WHAT TO WORK ON →
All lines in the data that hold the word "insertObject" need copying.
-----
Issue #590, opened 2020-01-09
Crash on app opening


tapkain:
**Description:**

User user app for some time, after it it freezes and crashed, then it starts to crash on the app start.

```
Fatal Exception: NSInvalidArgumentException
*** -[__NSArrayM insertObject:atIndex:]: object cannot be nil
0  CoreFoundation                 0x1c3b2698c __exceptionPreprocess
1  libobjc.A.dylib                0x1c2cff9f8 objc_exception_throw
2  CoreFoundation                 0x1c3aa03f8 _CFArgv
3  CoreFoundation                 0x1c3a110cc -[__NSArrayM insertObject:atIndex:]
4  Runner                         0x102e20188 -[OneSignalSessionManager getIndirectNotificationIds]
5  Runner                         0x102e1f5d8 -[OneSignalSessionManager restartSessionIfNeeded]
6  Runner                         0x102de83fc +[OneSignal registerUserInternal]
7  libdispatch.dylib              0x1c3564a38 _dispatch_call_block_and_release
8  libdispatch.dylib              0x1c35657d4 _dispatch_client_callout
9  libdispatch.dylib              0x1c3540dec _dispatch_lane_serial_drain$VARIANT$armv81
10 libdispatch.dylib              0x1c354192c _dispatch_lane_invoke$VARIANT$armv81
11 libdispatch.dylib              0x1c3549e08 _dispatch_workloop_worker_thread
12 libsystem_pthread.dylib        0x1c3746114 _pthread_wqthread
13 libsystem_pthread.dylib        0x1c3748cd4 start_wqthread
```

**Environment**
1. SDK version OneSignal (2.12.2)
2. cocoapods
3. I'm using also flutter but I'm not sure it's related to the flutter plugin, since the crash occurs in iOS version of it.

PR #592, opened 2020-01-09
Added null check for notificationId to fix issue #590

mikechoch:
* Some notificationIds are coming through as null
* Most likely non-OneSignal notifications slipping through and causing a crash when adding the null notificationId to the received notificationId array
* Added a null check and unit test to make sure no null or blank string notificationIds are tracked for confirmed deliveries and outcomes

---
This change is [Reviewable](https://reviewable.io/reviews/onesignal/onesignal-ios-sdk/592)

### DIFF
--- a/iOS_SDK/OneSignalSDK/UnitTests/UnitTestCommonMethods.m
+++ b/iOS_SDK/OneSignalSDK/UnitTests/UnitTestCommonMethods.m
@@ -263,6 +263,10 @@ static XCTestCase* _currentXCTestCase;
 + (void)receiveNotification:(NSString *)notificationId wasOpened:(BOOL)opened {
     // Create notification content
     UNMutableNotificationContent *content = [[UNMutableNotificationContent alloc] init];
+    
+    if (!notificationId)
+        notificationId = @"";
+    
     content.userInfo = [self createNotificationUserInfo:notificationId];
     
     // Create notification request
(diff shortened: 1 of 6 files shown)


iOS_SDK/OneSignalSDK/UnitTests/UnitTestCommonMethods.m
```diff
@@ -263,6 +263,10 @@ + (void)answerNotificationPrompt:(BOOL)accept {
 + (void)receiveNotification:(NSString *)notificationId wasOpened:(BOOL)opened {
     // Create notification content
     UNMutableNotificationContent *content = [[UNMutableNotificationContent alloc] init];
+    
+    if (!notificationId)
+        notificationId = @"";
```
jkasten2: Why set `notificationId` to a blank string instead of keeping it `nil`?

iOS_SDK/OneSignalSDK/UnitTests/UnitTestCommonMethods.m
```diff
@@ -271,10 +275,10 @@ + (void)receiveNotification:(NSString *)notificationId wasOpened:(BOOL)opened {
     // Entry point for the NSE
     [OneSignalNotificationServiceExtensionHandler didReceiveNotificationExtensionRequest:request withMutableNotificationContent:content];
     
-    [self handleNotificationReceived:notificationId messageDict:content.userInfo wasOpened:opened];
+    [self handleNotificationReceived:content.userInfo wasOpened:opened];
 }
 
-+ (void)handleNotificationReceived:(NSString*)notificationId messageDict:(NSDictionary*)messageDict wasOpened:(BOOL)opened {
++ (void)handleNotificationReceived:(NSDictionary*)messageDict wasOpened:(BOOL)opened {
```
jkasten2: 👍 Nice param cleanup!

iOS_SDK/OneSignalSDK/UnitTests/UnitTestCommonMethods.m
jkasten2: ah this is the test. Makes sense why it is needed now too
-----
SOLUTION TO THE PROBLEM →
*** -[__NSArrayM insertObject:atIndex:]: object cannot be nil
3  CoreFoundation                 0x1c3a110cc -[__NSArrayM insertObject:atIndex:]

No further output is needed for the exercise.